----- RECORDS FOR THIS TASK -----

PR #651, opened 2026-07-07
feat(extensions): add LatticeWasmEmbeddings provider

ohdearquant:
## Summary

Adds LatticeWasmEmbeddings, a local embeddings provider for ruvector-extensions backed by [@khive-ai/lattice-embed-wasm](https://www.npmjs.com/package/@khive-ai/lattice-embed-wasm), a pure-Rust BERT-family text embedder compiled to WebAssembly (source: [ohdearquant/lattice/npm/lattice-embed-wasm](https://github.com/ohdearquant/lattice/tree/main/npm/lattice-embed-wasm)). It plugs into the existing EmbeddingProvider seam next to the OpenAI, Cohere, Anthropic, and HuggingFace providers, giving a native-Rust local-embedding option that does not depend on @xenova/transformers. Offered as a convenience alternative at parity with the existing HuggingFaceEmbeddings local path, not a faster or higher-quality replacement.

## What it does

- getMaxBatchSize() returns 1. The wasm package has no batch API (one embed(text, model) call per text), so this reports that honestly instead of simulating a larger batch.
- getDimension() returns 384 for both supported models (minilm, bge-small); the constructor throws immediately for any other model name.
- embedTexts() dynamic-imports the package (mirroring how HuggingFaceEmbeddings imports @xenova/transformers), with an install-hint error if missing. A null result from the wasm layer (unknown model, unsupported over wasm, or unresolvable weights) is a real thrown error for an explicitly-selected provider, never a silent skip.
- Output is L2-normalized and symmetric (no query/passage prefixing at the wasm layer).
- @khive-ai/lattice-embed-wasm is an optional peer dependency (peerDependenciesMeta.optional), matching the openai/cohere convention. Not a hard dependency.

## Test plan

- [x] Construction throws for an unknown model name
- [x] getDimension() returns 384 for minilm (default) and bge-small
- [x] getMaxBatchSize() returns 1
- [x] Live embed test (real package + real weights): asserts exact 384-length output and L2 norm ~1.0; self-skips when the optional package or its weights are unavailable (e.g. a fresh CI checkout with no local model cache).

Note (limitation of the underlying package, not this PR): the wasm package's release-asset weight-fetch tier is not live yet, so a user with no local model cache and no model-dir override currently gets a thrown error on first embed. Local-cache and env-override paths work today.

### DIFF
--- a/npm/packages/ruvector-extensions/package.json
+++ b/npm/packages/ruvector-extensions/package.json
@@ -36,13 +36,17 @@
   },
   "peerDependencies": {
     "openai": "^4.0.0",
-    "cohere-ai": "^7.0.0"
+    "cohere-ai": "^7.0.0",
+    "@khive-ai/lattice-embed-wasm": "^0.1.0"
   },
   "peerDependenciesMeta": {
     "openai": {
       "optional": true
     },
     "cohere-ai": {
+      "optional": true
+    },
+    "@khive-ai/lattice-embed-wasm": {
       "optional": true
     }
   },
--- a/npm/packages/ruvector-extensions/src/embeddings.ts
+++ b/npm/packages/ruvector-extensions/src/embeddings.ts
@@ -764,6 +764,138 @@ export class HuggingFaceEmbeddings extends EmbeddingProvider {
 }
 
 // ============================================================================
+// Lattice WASM Embeddings Provider
+// ============================================================================
+
+/**
+ * Configuration for lattice-embed-wasm local embeddings
+ */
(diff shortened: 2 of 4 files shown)


ruvnet:
Solid provider implementation — follows the existing EmbeddingProvider pattern well and the test coverage here is actually ahead of some of the sibling providers. Merging. Noting in a follow-up issue that this treats bge-small as symmetric while #648's Rust-core LatticeEmbedding treats it as asymmetric (query-prefixed) — worth aligning so users can mix the two Lattice surfaces safely. Thanks for the contribution!

PR #663, opened 2026-07-12
fix(embeddings): reconcile bge-small convention between Lattice providers

### LINKED ISSUE #662: Reconcile symmetric vs asymmetric bge-small convention between Lattice embedding providers
## Summary

PR #648 (`LatticeEmbedding` in `crates/ruvector-core`) and PR #651 (`LatticeWasmEmbeddings` in `npm/packages/ruvector-extensions`) both add a "Lattice"-backed `bge-small` embedding provider, but they disagree on whether the model is symmetric or asymmetric:

- **#651 (WASM)**: treats `bge-small` as symmetric — no query-side instruction prefix is applied.
- **#648 (Rust core)**: treats `bge-small-en-v1.5` as asymmetric — applies BGE's retrieval-instruction prefix in `embed_query`.

Same declared model, same 384 dimensions, different vector spaces. A user who indexes a corpus with one Lattice provider and queries with the other gets no error — just silently degraded retrieval, since query vectors and passage vectors won't be prefixed consistently.

## Suggested fix

Reconcile which convention is authoritative for `bge-small`/`bge-small-en-v1.5` across both providers — likely by matching whatever the upstream `lattice-embed` crate does natively for this model — so the two "Lattice embeddings" surfaces stay interchangeable for users who expect a shared name to mean a shared embedding space.

## Secondary, non-blocking notes from review (bundle in if convenient)

- Model-name registry mismatch: #651 uses short names (`bge-small`), #648 delegates to `lattice-embed`'s `FromStr` table (`bge-small-en-v1.5`) — an id valid in one throws "unknown model" in the other.
- Normalization-guarantee mismatch: #651 asserts L2-normalized output; #648 doesn't document a normalization guarantee. Matters if either vector set is used with a non-cosine (dot-product) index.

cc @ohdearquant — thanks again for both PRs, just want to make sure the two surfaces stay safely interchangeable before folks build on them.

ohdearquant:
> _PR description authored by Claude (Anthropic agent) on behalf of @ohdearquant._

Fixes #662.

## Summary

Aligns both Lattice-backed embedding providers — `LatticeWasmEmbeddings` (npm/packages/ruvector-extensions, #651) and `LatticeEmbedding` (crates/ruvector-core, #648) — with `lattice-embed`'s own native convention for `bge-small`, so a corpus indexed with one provider and queried with the other lands in the same vector space.

**Authoritative convention** (source: `EmbeddingModel::query_instruction()` / `document_instruction()` in [`crates/embed/src/model.rs`](https://github.com/ohdearquant/lattice/blob/main/crates/embed/src/model.rs), the upstream crate both providers wrap): BGE-v1.5 is an **asymmetric retriever**. Queries get the retrieval-instruction prefix `"Represent this sentence for searching relevant passages: "`; passages/documents are embedded raw, with no prefix.

## What changed

1. **Query/passage asymmetry (WASM side)** — `LatticeWasmEmbeddings` gains an `embedQuery(text)` method that applies the BGE-v1.5 instruction prefix for `bge-small` before embedding (passages via `embedText`/`embedTexts` stay unprefixed, unchanged). `minilm` is genuinely symmetric, so its query and passage text are identical either way. This mirrors `LatticeEmbedding::embed_query()` / `EmbeddingProvider::embed()` on the Rust side, which already implements this split.
2. **Model-name registry** — `LatticeWasmEmbeddings` now accepts the same `bge-small` alias surface `lattice-embed`'s own `EmbeddingModel::from_str` accepts (`bge-small`, `bge-small-en`, `bge-small-en-v1.5`, `small`, `BAAI/bge-small-en-v1.5`, case/underscore-insensitive), normalized via a new `normalizeLatticeWasmModel()` helper to a canonical name exposed through a new `getModel()` accessor. A model id valid for the Rust provider is now valid for the WASM provider too.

-----

■ **WHAT TO PRODUCE**
All of the records must be repeated exactly.

■ **SOLUTION TO THE PROBLEM**
PR #651, opened 2026-07-07
feat(extensions): add LatticeWasmEmbeddings provider

ohdearquant:
## Summary

Adds LatticeWasmEmbeddings, a local embeddings provider for ruvector-extensions backed by [@khive-ai/lattice-embed-wasm](https://www.npmjs.com/package/@khive-ai/lattice-embed-wasm), a pure-Rust BERT-family text embedder compiled to WebAssembly (source: [ohdearquant/lattice/npm/lattice-embed-wasm](https://github.com/ohdearquant/lattice/tree/main/npm/lattice-embed-wasm)). It plugs into the existing EmbeddingProvider seam next to the OpenAI, Cohere, Anthropic, and HuggingFace providers, giving a native-Rust local-embedding option that does not depend on @xenova/transformers. Offered as a convenience alternative at parity with the existing HuggingFaceEmbeddings local path, not a faster or higher-quality replacement.

## What it does

- getMaxBatchSize() returns 1. The wasm package has no batch API (one embed(text, model) call per text), so this reports that honestly instead of simulating a larger batch.
- getDimension() returns 384 for both supported models (minilm, bge-small); the constructor throws immediately for any other model name.
- embedTexts() dynamic-imports the package (mirroring how HuggingFaceEmbeddings imports @xenova/transformers), with an install-hint error if missing. A null result from the wasm layer (unknown model, unsupported over wasm, or unresolvable weights) is a real thrown error for an explicitly-selected provider, never a silent skip.
- Output is L2-normalized and symmetric (no query/passage prefixing at the wasm layer).
- @khive-ai/lattice-embed-wasm is an optional peer dependency (peerDependenciesMeta.optional), matching the openai/cohere convention. Not a hard dependency.

## Test plan

- [x] Construction throws for an unknown model name
- [x] getDimension() returns 384 for minilm (default) and bge-small
- [x] getMaxBatchSize() returns 1
- [x] Live embed test (real package + real weights): asserts exact 384-length output and L2 norm ~1.0; self-skips when the optional package or its weights are unavailable (e.g. a fresh CI checkout with no local model cache).

Note (limitation of the underlying package, not this PR): the wasm package's release-asset weight-fetch tier is not live yet, so a user with no local model cache and no model-dir override currently gets a thrown error on first embed. Local-cache and env-override paths work today.

### DIFF
--- a/npm/packages/ruvector-extensions/package.json
+++ b/npm/packages/ruvector-extensions/package.json
@@ -36,13 +36,17 @@
   },
   "peerDependencies": {
     "openai": "^4.0.0",
-    "cohere-ai": "^7.0.0"
+    "cohere-ai": "^7.0.0",
+    "@khive-ai/lattice-embed-wasm": "^0.1.0"
   },
   "peerDependenciesMeta": {
     "openai": {
       "optional": true
     },
     "cohere-ai": {
+      "optional": true
+    },
+    "@khive-ai/lattice-embed-wasm": {
       "optional": true
     }
   },
--- a/npm/packages/ruvector-extensions/src/embeddings.ts
+++ b/npm/packages/ruvector-extensions/src/embeddings.ts
@@ -764,6 +764,138 @@ export class HuggingFaceEmbeddings extends EmbeddingProvider {
 }
 
 // ============================================================================
+// Lattice WASM Embeddings Provider
+// ============================================================================
+
+/**
+ * Configuration for lattice-embed-wasm local embeddings
+ */
(diff shortened: 2 of 4 files shown)


ruvnet:
Solid provider implementation — follows the existing EmbeddingProvider pattern well and the test coverage here is actually ahead of some of the sibling providers. Merging. Noting in a follow-up issue that this treats bge-small as symmetric while #648's Rust-core LatticeEmbedding treats it as asymmetric (query-prefixed) — worth aligning so users can mix the two Lattice surfaces safely. Thanks for the contribution!

PR #663, opened 2026-07-12
fix(embeddings): reconcile bge-small convention between Lattice providers

### LINKED ISSUE #662: Reconcile symmetric vs asymmetric bge-small convention between Lattice embedding providers
## Summary

PR #648 (`LatticeEmbedding` in `crates/ruvector-core`) and PR #651 (`LatticeWasmEmbeddings` in `npm/packages/ruvector-extensions`) both add a "Lattice"-backed `bge-small` embedding provider, but they disagree on whether the model is symmetric or asymmetric:

- **#651 (WASM)**: treats `bge-small` as symmetric — no query-side instruction prefix is applied.
- **#648 (Rust core)**: treats `bge-small-en-v1.5` as asymmetric — applies BGE's retrieval-instruction prefix in `embed_query`.

Same declared model, same 384 dimensions, different vector spaces. A user who indexes a corpus with one Lattice provider and queries with the other gets no error — just silently degraded retrieval, since query vectors and passage vectors won't be prefixed consistently.

## Suggested fix

Reconcile which convention is authoritative for `bge-small`/`bge-small-en-v1.5` across both providers — likely by matching whatever the upstream `lattice-embed` crate does natively for this model — so the two "Lattice embeddings" surfaces stay interchangeable for users who expect a shared name to mean a shared embedding space.

## Secondary, non-blocking notes from review (bundle in if convenient)

- Model-name registry mismatch: #651 uses short names (`bge-small`), #648 delegates to `lattice-embed`'s `FromStr` table (`bge-small-en-v1.5`) — an id valid in one throws "unknown model" in the other.
- Normalization-guarantee mismatch: #651 asserts L2-normalized output; #648 doesn't document a normalization guarantee. Matters if either vector set is used with a non-cosine (dot-product) index.

cc @ohdearquant — thanks again for both PRs, just want to make sure the two surfaces stay safely interchangeable before folks build on them.

ohdearquant:
> _PR description authored by Claude (Anthropic agent) on behalf of @ohdearquant._

Fixes #662.

## Summary

Aligns both Lattice-backed embedding providers — `LatticeWasmEmbeddings` (npm/packages/ruvector-extensions, #651) and `LatticeEmbedding` (crates/ruvector-core, #648) — with `lattice-embed`'s own native convention for `bge-small`, so a corpus indexed with one provider and queried with the other lands in the same vector space.

**Authoritative convention** (source: `EmbeddingModel::query_instruction()` / `document_instruction()` in [`crates/embed/src/model.rs`](https://github.com/ohdearquant/lattice/blob/main/crates/embed/src/model.rs), the upstream crate both providers wrap): BGE-v1.5 is an **asymmetric retriever**. Queries get the retrieval-instruction prefix `"Represent this sentence for searching relevant passages: "`; passages/documents are embedded raw, with no prefix.

## What changed

1. **Query/passage asymmetry (WASM side)** — `LatticeWasmEmbeddings` gains an `embedQuery(text)` method that applies the BGE-v1.5 instruction prefix for `bge-small` before embedding (passages via `embedText`/`embedTexts` stay unprefixed, unchanged). `minilm` is genuinely symmetric, so its query and passage text are identical either way. This mirrors `LatticeEmbedding::embed_query()` / `EmbeddingProvider::embed()` on the Rust side, which already implements this split.
2. **Model-name registry** — `LatticeWasmEmbeddings` now accepts the same `bge-small` alias surface `lattice-embed`'s own `EmbeddingModel::from_str` accepts (`bge-small`, `bge-small-en`, `bge-small-en-v1.5`, `small`, `BAAI/bge-small-en-v1.5`, case/underscore-insensitive), normalized via a new `normalizeLatticeWasmModel()` helper to a canonical name exposed through a new `getModel()` accessor. A model id valid for the Rust provider is now valid for the WASM provider too.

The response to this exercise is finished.